• What is required
Each record must be printed again exactly as given.

• Source material
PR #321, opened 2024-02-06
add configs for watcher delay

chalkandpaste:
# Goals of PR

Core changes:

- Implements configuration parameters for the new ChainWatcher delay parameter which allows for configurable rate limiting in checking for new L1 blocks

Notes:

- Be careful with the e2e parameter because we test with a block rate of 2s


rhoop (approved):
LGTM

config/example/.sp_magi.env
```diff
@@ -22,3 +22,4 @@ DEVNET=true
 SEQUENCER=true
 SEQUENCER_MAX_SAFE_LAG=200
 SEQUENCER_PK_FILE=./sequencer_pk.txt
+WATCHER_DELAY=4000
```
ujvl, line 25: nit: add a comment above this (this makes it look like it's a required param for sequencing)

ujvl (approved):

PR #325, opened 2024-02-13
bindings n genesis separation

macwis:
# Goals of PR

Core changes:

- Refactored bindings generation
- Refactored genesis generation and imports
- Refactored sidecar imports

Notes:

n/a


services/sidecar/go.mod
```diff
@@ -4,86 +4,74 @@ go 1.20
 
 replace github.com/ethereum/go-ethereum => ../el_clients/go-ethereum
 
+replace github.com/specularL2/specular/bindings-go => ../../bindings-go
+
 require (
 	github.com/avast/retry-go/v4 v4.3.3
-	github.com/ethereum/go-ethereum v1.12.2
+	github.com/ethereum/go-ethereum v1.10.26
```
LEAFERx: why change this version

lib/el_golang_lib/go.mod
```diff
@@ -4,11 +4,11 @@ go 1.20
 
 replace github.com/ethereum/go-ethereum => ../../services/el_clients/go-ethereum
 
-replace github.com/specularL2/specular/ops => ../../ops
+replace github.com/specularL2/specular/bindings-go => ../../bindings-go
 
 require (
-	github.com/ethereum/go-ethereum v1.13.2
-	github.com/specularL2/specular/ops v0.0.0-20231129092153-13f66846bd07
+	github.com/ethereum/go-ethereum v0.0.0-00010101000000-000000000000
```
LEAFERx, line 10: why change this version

• Result of this exercise
PR #321, opened 2024-02-06
add configs for watcher delay

chalkandpaste:
# Goals of PR

Core changes:

- Implements configuration parameters for the new ChainWatcher delay parameter which allows for configurable rate limiting in checking for new L1 blocks

Notes:

- Be careful with the e2e parameter because we test with a block rate of 2s


rhoop (approved):
LGTM

config/example/.sp_magi.env
```diff
@@ -22,3 +22,4 @@ DEVNET=true
 SEQUENCER=true
 SEQUENCER_MAX_SAFE_LAG=200
 SEQUENCER_PK_FILE=./sequencer_pk.txt
+WATCHER_DELAY=4000
```
ujvl, line 25: nit: add a comment above this (this makes it look like it's a required param for sequencing)

ujvl (approved):

PR #325, opened 2024-02-13
bindings n genesis separation

macwis:
# Goals of PR

Core changes:

- Refactored bindings generation
- Refactored genesis generation and imports
- Refactored sidecar imports

Notes:

n/a


services/sidecar/go.mod
```diff
@@ -4,86 +4,74 @@ go 1.20
 
 replace github.com/ethereum/go-ethereum => ../el_clients/go-ethereum
 
+replace github.com/specularL2/specular/bindings-go => ../../bindings-go
+
 require (
 	github.com/avast/retry-go/v4 v4.3.3
-	github.com/ethereum/go-ethereum v1.12.2
+	github.com/ethereum/go-ethereum v1.10.26
```
LEAFERx: why change this version

lib/el_golang_lib/go.mod
```diff
@@ -4,11 +4,11 @@ go 1.20
 
 replace github.com/ethereum/go-ethereum => ../../services/el_clients/go-ethereum
 
-replace github.com/specularL2/specular/ops => ../../ops
+replace github.com/specularL2/specular/bindings-go => ../../bindings-go
 
 require (
-	github.com/ethereum/go-ethereum v1.13.2
-	github.com/specularL2/specular/ops v0.0.0-20231129092153-13f66846bd07
+	github.com/ethereum/go-ethereum v0.0.0-00010101000000-000000000000
```
LEAFERx, line 10: why change this version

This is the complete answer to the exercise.